Exercise brief. Go through the data below and return each line where the string "opened" appears.

Source material.

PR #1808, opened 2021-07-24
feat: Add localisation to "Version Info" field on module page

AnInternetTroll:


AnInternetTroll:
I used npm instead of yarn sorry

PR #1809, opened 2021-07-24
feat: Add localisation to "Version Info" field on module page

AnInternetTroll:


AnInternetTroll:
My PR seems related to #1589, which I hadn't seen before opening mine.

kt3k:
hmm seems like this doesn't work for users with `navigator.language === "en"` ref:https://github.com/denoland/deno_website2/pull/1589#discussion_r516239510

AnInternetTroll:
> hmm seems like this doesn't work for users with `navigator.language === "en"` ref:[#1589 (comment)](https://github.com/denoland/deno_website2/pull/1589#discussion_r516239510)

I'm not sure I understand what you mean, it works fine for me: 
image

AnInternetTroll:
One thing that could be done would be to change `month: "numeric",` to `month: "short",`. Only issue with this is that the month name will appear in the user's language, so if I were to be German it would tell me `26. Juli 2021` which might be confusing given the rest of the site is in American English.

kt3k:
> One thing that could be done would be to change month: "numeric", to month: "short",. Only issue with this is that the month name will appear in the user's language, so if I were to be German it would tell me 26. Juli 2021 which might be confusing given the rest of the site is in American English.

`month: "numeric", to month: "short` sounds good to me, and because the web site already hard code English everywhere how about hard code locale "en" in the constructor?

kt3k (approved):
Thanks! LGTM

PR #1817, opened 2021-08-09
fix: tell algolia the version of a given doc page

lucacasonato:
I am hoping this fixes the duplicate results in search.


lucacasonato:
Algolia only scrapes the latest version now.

Output.
PR #1808, opened 2021-07-24
PR #1809, opened 2021-07-24
PR #1817, opened 2021-08-09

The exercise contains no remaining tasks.